The support is \(\text{supp}(Y) = \left\{0, 1, 2\right\}\)
PMF for \(Y\)
The PMF for \(Y\) is given by \[ p_{Y}(y) = \begin{cases} (1-p)^2 & y=0\\ 2p(1-p) & y=1\\ p^2 & y=2 \end{cases} \]
Binomial Random Variable
Binomial Random Variable
\(X \sim {\text{Bin}}(n, p)\) is called a Binomial random variable it represents the # of successes in \(n\) \(iid\) trials from a \({\text{Ber}}(p)\) random variable, i.e., for \(Z_1, \dots Z_n {\stackrel{iid}{\sim}}Ber(p)\) \[ X = \# \left\{Z_i=1 : 1 \le i \le n\right\} = \sum_{i=1}^n Z_i \]
Example
- You toss a coin \(n\) times.
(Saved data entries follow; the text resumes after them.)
PR #5868, opened 2025-12-29
fix: propagate stop flag from primitive inner steps to workflow

pengwk:
## Summary

Fixes the issue where 'Early termination requested by condition step' was logged but workflow continued to execute subsequent steps.

When a step inside a Condition returns stop=True, the Condition now correctly propagates this flag to the workflow level, causing the entire workflow to stop executing subsequent steps.

Previously, the Condition would detect the stop flag and break out of its internal loop, but would return a StepOutput with stop=False, causing the workflow to continue executing steps that should have been skipped.

Changes:
- Modified execute(), execute_stream(), aexecute(), and aexecute_stream() methods in Condition class to propagate stop flag from inner steps
- Added 5 test cases to verify stop propagation in various scenarios:
  - Direct Condition execution
  - Condition in workflow (sync/async)
  - Streaming mode (sync/async)

## Type of change

- [x] Bug fix
- [ ] New feature
- [ ] Breaking change
- [ ] Improvement
- [ ] Model update
- [ ] Other:

---

## Checklist

- [x] Self-review completed

---

## Additional Notes

**Priority Request**

This fix addresses a critical bug that breaks the early termination feature in Condition steps. The current behavior where stop=True is logged but not propagated makes it impossible to implement any workflow that relies on conditional early stopping.
This is a blocking issue for us in production. We have workflows that depend on Condition with stop=True to implement pause-and-resume patterns, and without this fix, subsequent steps continue to execute unexpectedly.
We have verified this fix works correctly and all existing tests pass. We would greatly appreciate a timely review and merge, as this is blocking a production release on our end.
Thank you for maintaining this great framework! 🙏

### DIFF
--- a/libs/agno/tests/integration/workflows/test_parallel_steps.py
+++ b/libs/agno/tests/integration/workflows/test_parallel_steps.py
@@ -6,7 +6,6 @@ from secrets import token_hex
 import pytest
 
 from agno.run.workflow import (
-    ParallelExecutionCompletedEvent,
     StepCompletedEvent,
     StepStartedEvent,
     WorkflowCompletedEvent,


pengwk:
cc @dirkbrnd @ysolanky @ashpreetbedi

kausmeows (approved):
Thanks a lot for spotting this @pengwk, turns out it needed updates for other step types as well- `Router`, `Loop` etc, I pushed an update, merging now!

PR #8545, opened 2026-06-24
perf(in_memory_db): index sessions by session_id to avoid O(n) scans

ly-wang19:
## Summary

`InMemoryDb` keeps sessions in a list (`self._sessions`) and locates a session by **linearly scanning the whole list** on every `get_session`, `upsert_session` (find-existing), and `rename_session`:

```python
for session_data in self._sessions:
    if session_data.get("session_id") == session_id:
        ...
```

That's **O(total sessions)** per call — on the session store that is read *and* written on every agent turn (get the session, run, upsert it back). With many sessions accumulating in a long-running process, each turn's get/upsert grows linearly.

This adds a `session_id -> positions` index (`self._session_index`), so those lookups become **O(matches)** (≈ O(1) in practice):

- maintained on `upsert_session` (append a new position; in-place updates keep the position and id, so no index change);
- rebuilt on `delete_session` / `delete_sessions`, which already rebuild `self._sessions` in O(n), so no extra asymptotic cost;
- `rename_session` mutates in place (position/id unchanged), so the index stays valid.

It maps each id to a **list** of positions so it remains correct even in the worst case where a `session_id` is not unique across components (the prior `upsert` matched on `session_id` **and** the component key). `get_sessions` (full filtered/paginated scan) is unchanged — it's inherently O(n).

**Behavior is unchanged** — same sessions returned, same ordering, same `user_id` / component / `_matches_session_key` semantics.

## Type of change

- [ ] Bug fix
- [ ] New feature
- [ ] Breaking change
- [x] Improvement (performance; no behavior change)
- [ ] Model update
- [ ] Other:

---

## Checklist

- [x] Code complies with style guidelines (`ruff check` clean)
- [ ] Ran format/validation scripts
- [x] Self-review completed
- [x] Documentation updated (comments/docstrings on the new index + helper)
- [ ] Examples and guides (N/A)

New `tests/unit/db/test_in_memory_session_index.py` (3 tests): get/upsert/delete/rename correctness; `delete_sessions` consistency; and a **300-op randomized fuzz** that compares `get_session` against a brute-force scan of `_sessions` and asserts an **index-consistency invariant after every mutation** (the index always equals a freshly rebuilt `session_id -> positions` map). Existing session/memory unit tests (`test_sessions`, `test_datetime_serialization`, `test_in_memory_memory`) stay green — 26 passed.

### DIFF
--- a/libs/agno/agno/db/in_memory/in_memory_db.py
+++ b/libs/agno/agno/db/in_memory/in_memory_db.py
@@ -32,11 +32,25 @@ class InMemoryDb(BaseDb):
 
         # Initialize in-memory storage dictionaries
         self._sessions: List[Dict[str, Any]] = []
+        # session_id -> positions in ``_sessions``. A list of positions (rather
+        # than a single one) because a session_id is not guaranteed unique across
+        # components in the worst case. Keeps get/upsert/rename O(matches) instead
+        # of O(total sessions).
+        self._session_index: Dict[str, List[int]] = {}
         self._memories: List[Dict[str, Any]] = []
         self._metrics: List[Dict[str, Any]] = []
         self._eval_runs: List[Dict[str, Any]] = []
         self._knowledge: List[Dict[str, Any]] = []
         self._cultural_knowledge: List[Dict[str, Any]] = []
+
+    def _rebuild_session_index(self) -> None:
+        """Rebuild the session_id -> positions index from ``_sessions``."""
+        index: Dict[str, List[int]] = {}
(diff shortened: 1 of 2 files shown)


harshsinha03:
Hey @ly-wang19, thanks a lot for the effort here. Really appreciate it!

Please create a GH issue first and get it assigned to you before making a PR. This helps us keep contributions organized and avoid duplicated work.

Closing this for now. Please feel free to open an issue describing the fix, get it assigned, and then we'll be happy to review the PR. Thanks again for contributing to Agno!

If \(X\) denotes the number of heads, then \(X \sim {\text{Bin}}(n, {{\frac{1}{2}}})\).
- You cross 5 freeways to get home from UCSD. If every freeway is jammed with probability \(p\), and \(X=\) #{traffic jams you encounter}, then \(X \sim {\text{Bin}}(5, p)\).
Binomial Random Variable
\(X \sim {\text{Bin}}(n, p)\)
Support
\(\text{supp}(X) = \left\{0, 1, 2, \dots, n\right\}\)
Probability Mass Function
\[ {\mathbb P}(X=k) = {n\choose{k}} p^k (1-p)^{n-k} \quad 0 \le k \le n \]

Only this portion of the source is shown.